Pada saat itu, Bani Abdul Asad yang merupakan kabilah asal Abu Salamah sangat marah dan mereka berkata, "Demi Allah, kami tidak akan membiarkan anak laki-laki kamu bersama perempuan itu jika kalian melepaskannya dari Abu Salamah. Mereka kemudian saling tarik menarik anakku Salamah di antara mereka hingga mereka berhasil merenggut Salamah lalu pergi membawanya bersama Bani Asad. Sedangkan Bani Mughirah menahanku bersama mereka. Adapun suamiku berangkat ke Madinah." Ummu Salamah berkata, "Maka terpisahlah antara aku, suamiku dan anakku."

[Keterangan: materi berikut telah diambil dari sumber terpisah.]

PR #7, opened 2015-06-06
More robust canAccessKeychain

dfed:
Looks like you can write to the keychain on OS X even when you don't have read access (or at least find out that you're trying to add a duplicate item when you don't have access). So instead of cleverly trying to discern the error message behind a SecItemAdd, add the item to the keychain and then see if we can read it back out.

Also did some cleanup to allow VALSecureEnclaveValet to be unit tested.

### DIFF
--- a/Valet/VALSecureEnclaveValet.m
+++ b/Valet/VALSecureEnclaveValet.m
@@ -32,7 +32,7 @@
 {
 #pragma clang diagnostic push
 #pragma clang diagnostic ignored "-Wtautological-compare"
-#if TARGET_OS_IPHONE && __IPHONE_8_0
+#if VAL_IOS_8_OR_LATER
     return (&kSecAttrAccessControl != NULL && &kSecUseOperationPrompt != NULL);
 #else
     return NO;
@@ -85,7 +85,7 @@
 
 - (BOOL)containsObjectForKey:(NSString *)key;
 {
-#if TARGET_OS_IPHONE && __IPHONE_8_0
+#if VAL_IOS_8_OR_LATER
     OSStatus status = [self containsObjectForKey:key options:@{ (__bridge id)kSecUseNoAuthenticationUI : @YES }];
     BOOL const keyAlreadyInKeychain = (status == errSecInteractionNotAllowed);
     return keyAlreadyInKeychain;
@@ -101,7 +101,7 @@
 
 - (NSError *)migrateObjectsMatchingQuery:(NSDictionary *)secItemQuery removeOnCompletion:(BOOL)remove;
 {
-#if TARGET_OS_IPHONE && __IPHONE_8_0
+#if VAL_IOS_8_OR_LATER
     if ([[self class] supportsSecureEnclaveKeychainItems]) {
         VALCheckCondition(secItemQuery[(__bridge id)kSecUseOperationPrompt] == nil, [NSError errorWithDomain:VALMigrationErrorDomain code:VALMigrationErrorInvalidQuery userInfo:nil], @"kSecUseOperationPrompt is not supported in a migration query. Keychain items can not be migrated en masse from the Secure Enclave.");
     }
@@ -114,7 +114,7 @@
 
 - (BOOL)setObject:(NSData *)value forKey:(NSString *)key userPrompt:(NSString *)userPrompt
 {
-#if TARGET_OS_IPHONE && __IPHONE_8_0
+#if VAL_IOS_8_OR_LATER
     return [self setObject:value forKey:key options:@{ (__bridge id)kSecUseOperationPrompt : userPrompt }];
 #else
     return NO;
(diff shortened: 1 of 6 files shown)


dfed:
cc @EricMuller22 @mikelikespie @mthole

Valet/VALValet.m
```diff
@@ -227,15 +227,25 @@ - (BOOL)isEqualToValet:(VALValet *)otherValet;
...
 - (BOOL)canAccessKeychain;
 {
-    NSString *canaryKey = @"VAL_KeychainCanaryUsername";
-    NSString *canaryValue = @"VAL_KeychainCanaryPassword";
+    BOOL canAccessKeychain = NO;
     
-    NSMutableDictionary *query = [self.baseQuery mutableCopy];
-    [query addEntriesFromDictionary:[self _secItemFormatDictionaryWithKey:canaryKey]];
-    [query addEntriesFromDictionary:@{ (__bridge id)kSecValueData : [canaryValue dataUsingEncoding:NSUTF8StringEncoding] }];
+    [self.lockForSetAndRemoveOperations lock];
```
mikelikespie: Probably should be in a `@try`/`@finally` to make sure its unlocked if an exception is thrown.

ValetTests/ValetTests.m
```diff
@@ -64,14 +67,21 @@ - (void)setUp;
...
     [super setUp];
     
-    self.valet = [[VALValet alloc] initWithIdentifier:@"valet_testing" accessibility:VALAccessibilityWhenUnlocked];
-    self.testingValet = [[VALTestingValet alloc] initWithIdentifier:@"valet_testing" accessibility:VALAccessibilityWhenUnlocked];
-    self.synchronizableValet = [[VALSynchronizableValet alloc] initWithIdentifier:@"valet_testing" accessibility:VALAccessibilityWhenUnlocked];
+    NSString *const valetTestingIdentifier = @"valet_testing";
+    self.valet = [[VALValet alloc] initWithIdentifier:valetTestingIdentifier accessibility:VALAccessibilityWhenUnlocked];
+    self.testingValet = [[VALTestingValet alloc] initWithIdentifier:valetTestingIdentifier accessibility:VALAccessibilityWhenUnlocked];
+    self.synchronizableValet = [[VALSynchronizableValet alloc] initWithIdentifier:valetTestingIdentifier accessibility:VALAccessibilityWhenUnlocked];
+#if TARGET_OS_IPHONE && __IPHONE_8_0
```
mikelikespie: Would be nice to see some comments on why these macros.  also possbly maybe do a `#define VAL_IS_IPHONE_8_OR_GREATER (TARGET_OS_IPHONE && __IPHONE_8_0)` somewhere to make it so you're not repeating `TARGET_OS_IPHONE && __IPHONE_8_0` all over.

mikelikespie:
LGTM otherwise

Valet/VALValet.m
```diff
@@ -227,15 +227,25 @@ - (BOOL)isEqualToValet:(VALValet *)otherValet;
...
+    {
+        NSString *const canaryKey = @"VAL_KeychainCanaryUsername";
+        NSString *const canaryValue = @"VAL_KeychainCanaryPassword";
+        
+        // Manually add the key to the keychain since we don't care about duplicates and are optimizing for speed.
+        NSMutableDictionary *query = [self.baseQuery mutableCopy];
+        [query addEntriesFromDictionary:[self _secItemFormatDictionaryWithKey:canaryKey]];
+        [query addEntriesFromDictionary:@{ (__bridge id)kSecValueData : [canaryValue dataUsingEncoding:NSUTF8StringEncoding] }];
```
mikelikespie: If we're adding one key/value, may be more efficient to do `-[setValue:forKey:]`

ValetTests/ValetTests.m
dfed: solid call.

Valet/VALValet.m
dfed: I'd done addEntriesFromDictionary for legibility... but subscripting syntax is also pretty darned legible. will change.

Valet/VALSecureEnclaveValet.m
```diff
@@ -32,7 +32,7 @@ + (BOOL)supportsSecureEnclaveKeychainItems;
 {
 #pragma clang diagnostic push
 #pragma clang diagnostic ignored "-Wtautological-compare"
-#if TARGET_OS_IPHONE && __IPHONE_8_0 && !TARGET_IPHONE_SIMULATOR
+#if VAL_IOS_8_OR_LATER
```
dfed: Surprisingly, Secure Enclave storage works in the simulator.

Valet/VALValet.m
mikelikespie: Oh yeah, forgot about subscripting syntax. That's the right call.

mthole:
:+1:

Ummu Salamah berkata, "Aku keluar tiap pagi dan duduk di Al-Abthah.* Aku terus menangis hingga sore hari. Hal itu berjalan selama setahun hingga suatu ketika lewat seorang laki-laki dari kabilah pamanku dan seorang dari Bani Al-Mughirah. Mereka melihat keadaanku dan merasa iba. Laki-laki itu berkata kepada Bani Al-Mughirah, "Tidakkah kamu mau mengeluarkan wanita yang sangat kasihan ini? Kalian telah memisahkannya dengan suami dan anaknya." Mereka lalu berkata kepadaku, "Pergilah kamu kesuamimu jika kamu mau!" Pada saat itu Bani Asad mengembalikan anakku. Aku lalu menjalankan untaku dan memegang anakku dalam pangkuanku. Aku kemudian berangkat menuju ke Madinah. Tidak ada seorang pun bersamaku, hingga akhirnya kau bertemu dengan Utsman bin Thalhah di daerah Tan'im. Dia lalu pergi melindungiku ke Madinah hingga tiba di sana dan bertemu dengan suamiku di Madinah Al-Munawwarah.

Sungguh, berpisah dari suami dan anak adalah hal terberat dan sulit bagi seorang wanita. Namun Ummu Salamah bisa bersabar atas pahitnya siksaan, gangguan dan perpisahan dengan suami dan anaknya, serta mampu menanggung beban itu semua demi agamanya dan turut merasakan penderitaan yang dialami oleh suaminya. Dia hanya bersabar dan mengharapkan ridha Allah dengan segenap kemampuannya di jalan Allah.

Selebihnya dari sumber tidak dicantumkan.